== Segment start ==

PR #139, opened 2025-11-26
feat: Add MoE support for VLLM

ilyasher:
#### Overview:

Copy of https://github.com/ai-dynamo/aiconfigurator/pull/118, which I merged into the wrong branch. This PR merges into `main`.

### DIFF
--- a/collector/collect.py
+++ b/collector/collect.py
@@ -336,7 +336,6 @@ def collect_ops(
                     "traceback": traceback.format_exc(),
                 }
             )
-    return all_errors
 
     return all_errors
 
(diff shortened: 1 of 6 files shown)


davilu-nvidia:
I'm a little worried about the perf - vllm moe can only achive ~10% of SOL. 
1. Did you run nsys (say qwen3 32b) and allign with actual moe kernel execution time? please refer to AIC Performance Alignment Criteria doc as reference.
2. Regarding autotuner for MoE, if it takes a few hours, how can deleloper adopt it in real production, is it a pre-deployment process? any reference link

== Segment end ==

## INSTRUCTIONS FOR THE TASK
Lines from the entries that contain the string "return" must be found and copied.

## FINISHED EXERCISE
-    return all_errors
     return all_errors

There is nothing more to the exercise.